Saved data entries:

########################################

Issue #1010, opened 2023-01-30
Write family information in `write_plink`


tomwhite:
If the dataset has `sample_family_id`, `sample_paternal_id`, `sample_maternal_id` fields (e.g. from `read_plink`), then we can use those to write family information in `write_plink`. (See https://www.cog-genomics.org/plink/1.9/formats#fam)

Otherwise we should set FID to "0" (missing) and IID to `sample_id`. The father and mother IDs should either be set to missing, or set from the [`parent_id`](https://pystatgen.github.io/sgkit/latest/generated/sgkit.variables.parent_id_spec.html) variable if it is present.

(Or can we not assume anything about paternal/materal ordering in the `parent_id` variable? Thoughts @timothymillar, @jeromekelleher?)

jeromekelleher:
This is tricky, I don't think we thought much about interoperability with Plink when doing the pedigree encoding @timothymillar ?

timothymillar:
> Or can we not assume anything about paternal/materal ordering in the `parent_id` variable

########################################

• TASK REQUIREMENTS:
Quote only the stretch of lines that starts the data above and ends with the line containing "(Or can we not", both included.

• TASK RESPONSE:
Issue #1010, opened 2023-01-30
Write family information in `write_plink`


tomwhite:
If the dataset has `sample_family_id`, `sample_paternal_id`, `sample_maternal_id` fields (e.g. from `read_plink`), then we can use those to write family information in `write_plink`. (See https://www.cog-genomics.org/plink/1.9/formats#fam)

Otherwise we should set FID to "0" (missing) and IID to `sample_id`. The father and mother IDs should either be set to missing, or set from the [`parent_id`](https://pystatgen.github.io/sgkit/latest/generated/sgkit.variables.parent_id_spec.html) variable if it is present.

(Or can we not assume anything about paternal/materal ordering in the `parent_id` variable? Thoughts @timothymillar, @jeromekelleher?)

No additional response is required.